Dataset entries

————————

PR #7810, opened 2021-07-18
build: update `common` module for spotbug 4.3.0 and re-enable plugin

mjsax:
Follow up to #7808

### DIFF
--- a/ksqldb-common/src/main/java/io/confluent/ksql/GenericKey.java
+++ b/ksqldb-common/src/main/java/io/confluent/ksql/GenericKey.java
@@ -16,6 +16,7 @@
 package io.confluent.ksql;
 
 import com.google.errorprone.annotations.Immutable;
+import edu.umd.cs.findbugs.annotations.SuppressFBWarnings;
 import io.confluent.ksql.schema.ksql.LogicalSchema;
 import io.confluent.ksql.testing.EffectivelyImmutable;
 import java.util.ArrayList;
@@ -59,6 +60,7 @@ public final class GenericKey {
     return values.get(index);
   }
 
+  @SuppressFBWarnings(value = "EI_EXPOSE_REP", justification = "values is unmodifiableList()")
   public List<?> values() {
     return values;
   }
--- a/ksqldb-common/src/main/java/io/confluent/ksql/function/AggregateFunctionInitArguments.java
+++ b/ksqldb-common/src/main/java/io/confluent/ksql/function/AggregateFunctionInitArguments.java
@@ -15,7 +15,10 @@
 
 package io.confluent.ksql.function;
 
+import com.google.common.collect.ImmutableList;
 import com.google.common.collect.ImmutableMap;
+import edu.umd.cs.findbugs.annotations.SuppressFBWarnings;
+import java.util.ArrayList;
 import java.util.Arrays;
 import java.util.Collections;
 import java.util.List;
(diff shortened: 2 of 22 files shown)


ksqldb-api-client/pom.xml
```diff
@@ -194,6 +194,13 @@
                     <notree>true</notree>
                 </configuration>
             </plugin>
+            <plugin>
```
mjsax, line 197: Those are the original changes from #7808 (included for not to make the build pass).

ksqldb-common/src/main/java/io/confluent/ksql/GenericKey.java
```diff
@@ -59,6 +60,7 @@ public Object get(final int index) {
     return values.get(index);
   }
 
+  @SuppressFBWarnings(value = "EI_EXPOSE_REP", justification = "values is unmodifiableList()")
   public List<?> values() {
```
mjsax, line 64: Same question as https://github.com/confluentinc/ksql/pull/7809/files#r671807853

Should we update the return type to `ImmutableList` ?

ksqldb-common/src/main/java/io/confluent/ksql/logging/processing/ProcessingLoggingJsonMapper.java
```diff
@@ -41,6 +41,6 @@
       .setNodeFactory(JsonNodeFactory.withExactBigDecimals(true));
 
   public ObjectMapper get() {
-    return mapper;
+    return mapper.copy();
```
mjsax, line 44: Make deep-copy instead of suppress spotbug warning.

mjsax:
The diff does not show `ksqldb-common/pom.xml` even if it "removes" the "skip config" for spotbugs, because it chancels out with the change from #7808 that are included in this PR. After #7808 is merged and this PR is rebased, the change should show up on Github diff.

ksqldb-common/src/main/java/io/confluent/ksql/function/AggregateFunctionInitArguments.java
```diff
@@ -34,8 +37,8 @@
       new AggregateFunctionInitArguments();
 
   private final int udafIndex;
-  private final List<Object> initArgs;
-  private final Map<String, ?> config;
+  private final List<Object> initArgs; // cannot use ImmutableList as we need to handle `null`
```
mjsax, line 40: Cf `UdafAggregateFunctionFactoryTest#shouldHandleNullLiteralParams()`.

ksqldb-common/src/main/java/io/confluent/ksql/function/KsqlScalarFunction.java
```diff
@@ -93,6 +94,7 @@ public static KsqlScalarFunction createLegacyBuiltIn(
     );
   }
 
+  @SuppressFBWarnings(value = "EI_EXPOSE_REP")
   public Class<? extends Kudf> getKudfClass() {
     return kudfClass;
```
jzaralim, line 99: `Class.forName(kudfClass.getName(), true, kudfClass.getClassLoader());` might work

jzaralim (approved):
I think we should update return types to `ImmutableXXX`, but this looks good if we decide not to.

ksqldb-common/src/main/java/io/confluent/ksql/function/KsqlScalarFunction.java
mjsax: Maybe, but for this case we need to add exception handling? I think we should discuss with the team (similar issue for `URL` and `URI`...)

————————

Starting at the first line of the records above, please copy every line exactly through the line containing "import io.confluent.ksql.schema.ksql.LogicalSchema;", and stop there.

[Final answer]
PR #7810, opened 2021-07-18
build: update `common` module for spotbug 4.3.0 and re-enable plugin

mjsax:
Follow up to #7808

### DIFF
--- a/ksqldb-common/src/main/java/io/confluent/ksql/GenericKey.java
+++ b/ksqldb-common/src/main/java/io/confluent/ksql/GenericKey.java
@@ -16,6 +16,7 @@
 package io.confluent.ksql;
 
 import com.google.errorprone.annotations.Immutable;
+import edu.umd.cs.findbugs.annotations.SuppressFBWarnings;
 import io.confluent.ksql.schema.ksql.LogicalSchema;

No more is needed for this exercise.